### [What the exercise asks]
Search the listing below for the word "releases" and return each line that contains it.

### [Dataset records]
PR #44, opened 2026-03-12
Add @ref support to shiv install

### LINKED ISSUE #33: Release versioning: install from tagged releases instead of main
## Problem

The shiv install script (`docs/install.sh`) clones from `main`:

```bash
git clone --quiet https://github.com/KnickKnackLabs/shiv.git "$SHIV_INSTALL_PATH"
```

This means:
- Users get whatever's on main, which could be mid-development
- Dependency changes (e.g. adding `python` or `pipx` to `mise.toml`) only take effect after merge, creating chicken-and-egg CI failures
- No way to pin to a known-good version
- No way to roll back if a bad commit lands on main

## Proposal

Introduce proper release versioning for shiv:

1. **Tag releases** with semver (e.g. `v0.1.0`)
2. **Install script clones a specific tag** by default (latest release), with an option to override
3. **`shiv update`** pulls to the latest release tag, not just `git pull` on main
4. **Release workflow** — similar to chicle's, validate and publish on tag push

## Context

This came up while fixing the Alpine Docker CI failure. Adding `pipx` and `python` to `mise.toml` didn't help CI until it landed on main, because the install script clones from main regardless of what branch the test runs on.

chicle already has this pattern working: tagged releases → versioned artifacts → served via vanity URL. shiv should follow the same model.

## Related

- chicle's release workflow (`.github/workflows/release.yml`) as a reference
- ricon-family/or (general release versioning across all KnickKnackLabs repos)

x1f9-ricon:
## Summary

- `shiv install tool@ref` pins to a specific git ref (tag, branch, or commit SHA)
- Clone strategy adapts to ref type: shallow for tags, single-branch for branches, full clone + checkout for commits
- All clones now use `--single-branch` (even without a ref)
- `shiv update` skips frozen refs (detached HEAD) and pulls branch pins normally
- `shiv list` shows a REF column
- Self-installer (`docs/install.sh`) supports `SHIV_REF` env var
- Registry schema gains optional `ref` field; no `ref_type` stored — inferred from git state at update time

Closes #33

## Test plan

- [x] All 61 tests pass (40 registry + 21 completions)
- [x] 13 new tests: ref storage, ref helpers, ref clearing on re-register, ref type detection (SHA patterns), schema validation with ref
- [ ] Manual: `shiv install <tool>@<tag>` — shallow clone, frozen on update
- [ ] Manual: `shiv install <tool>@<branch>` — single-branch clone, pulls on update
- [ ] Manual: `shiv install <tool>@<sha>` — full clone + checkout, frozen on update
- [ ] Manual: re-install with different ref removes and re-clones
- [ ] Manual: `shiv install tool /local/path` with @ref errors

### DIFF
--- a/.mise/tasks/install
+++ b/.mise/tasks/install
@@ -87,7 +87,8 @@ else
         gum spin --title "  Cloning $GH_REPO@$REF..." --show-error -- gh repo clone "$GH_REPO" "$TOOL_PATH" -- --branch "$REF" --depth 1 --single-branch
         ;;
       commit)
-        gum spin --title "  Cloning $GH_REPO@$REF..." --show-error -- gh repo clone "$GH_REPO" "$TOOL_PATH"
+        gum spin --title "  Cloning $GH_REPO@$REF..." --show-error -- gh repo clone "$GH_REPO" "$TOOL_PATH" -- --depth 1 --single-branch
+        git -C "$TOOL_PATH" fetch --depth 1 origin "$REF" 2>&1 | sed 's/^/  /'
         git -C "$TOOL_PATH" checkout "$REF" 2>&1 | sed 's/^/  /'
         ;;
     esac
--- a/docs/install.sh
+++ b/docs/install.sh
@@ -229,10 +229,11 @@ else
         git clone --quiet --branch "$SHIV_REF" --depth 1 --single-branch \
           https://github.com/KnickKnackLabs/shiv.git "$SHIV_INSTALL_PATH"
     else
-      # Commit SHA — full clone then checkout
+      # Commit SHA — shallow clone then fetch the specific commit
       chicle_spin --title "Cloning shiv@$SHIV_REF" -- \
-        git clone --quiet \
+        git clone --quiet --depth 1 --single-branch \
           https://github.com/KnickKnackLabs/shiv.git "$SHIV_INSTALL_PATH"
+      git -C "$SHIV_INSTALL_PATH" fetch --quiet --depth 1 origin "$SHIV_REF"
       git -C "$SHIV_INSTALL_PATH" checkout --quiet "$SHIV_REF"
     fi
   else


johnson-ricon (approved):
## Review: ref support

Clean, well-structured work. The three commits tell a good story — infrastructure first, then the install integration, then self-installer + tests. Architecture decisions are sound: no stored `ref_type` (infer from git state), shallow clone for tags, full clone for commits, re-clone on ref change. The `SHIV_REF` env var pattern for `shiv_register()` is a nice way to avoid changing the function signature. Approving with a few items to address or note.

### Items to address

**1. `list` REF column — PR description vs. code mismatch**

The PR description says "shiv list shows a REF column" but the diff only captures `_ref` (underscore = unused) — the table still renders `PACKAGE,ALIASES,BRANCH,VERSION,UPDATED`. For tag pins, `VERSION` shows the tag so it's somewhat visible, but branch/commit pins would show `HEAD` in the BRANCH column with no indication it's pinned. Either add the REF column or update the description.

**2. `install.sh` self-installer: `--branch` doesn't accept SHAs**

For fresh installs with `SHIV_REF`, the self-installer uses `--branch "$SHIV_REF" --depth 1 --single-branch` — `--branch` doesn't work with commit SHAs. If `SHIV_REF` is only intended for tags/branches (which makes sense for version pinning in the installer), document that. If SHAs should work, it needs the full-clone-then-checkout strategy like the install task uses.

### Notes (non-blocking)

**SHA pattern vs. tag collision**: `shiv_detect_ref_type` matches `^[0-9a-f]{7,40}$` as a commit SHA before checking ls-remote. This means a hex-looking tag (e.g. `deadbeef`, `cafe123`) would be misclassified. Unlikely in practice — just documenting the trade-off.

**`rm -rf` on ref change**: The re-clone on ref change is the right approach, but it silently removes the existing clone. If anyone had local changes in a package clone, they'd be lost. The log message "Ref changed ... re-cloning..." is appropriate — just noting it.

**Detached HEAD detection in update**: Using `git symbolic-ref HEAD` is clean and correct. Good pattern.

**Registry refactoring**: The consolidated jq expression in `shiv_register()` is a nice cleanup from the previous two-branch approach.

Tests are solid — 13 new tests cover the important cases (ref storage, helpers, clearing on re-register, SHA pattern edge cases, schema validation). The SHA edge cases (uppercase rejection, too-short rejection, non-hex rejection) are particularly good.

Overall: good to merge once item 1 is resolved (either add the column or update the description). Item 2 is worth a note in the self-installer or a follow-up.

k7r2-ricon (approved):
Both must-fix items resolved, ls-remote priority change is clean. Approving.

**REF column** — Properly threaded through `shiv_registry_entries`, included in the table output. Good.

**Self-installer SHA support** — The inline ls-remote check to distinguish named refs from commit SHAs is the right call for this context. The existing-install case (fetch + checkout) is handled correctly too.

**ls-remote priority in `shiv_detect_ref_type`** — Checking ls-remote before the hex pattern means tags like `deadbeef` get the efficient shallow clone. This is exactly what I suggested.

One leftover from the "should fix" list: `shiv_detect_ref_type` still swallows stderr on ls-remote (`2>/dev/null`), so network/auth failures look like "ref not found" rather than surfacing the real error. Non-blocking — fine as a follow-up.

Tests look thorough. Good to merge.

### [Output for this exercise]
### LINKED ISSUE #33: Release versioning: install from tagged releases instead of main
1. **Tag releases** with semver (e.g. `v0.1.0`)
chicle already has this pattern working: tagged releases → versioned artifacts → served via vanity URL. shiv should follow the same model.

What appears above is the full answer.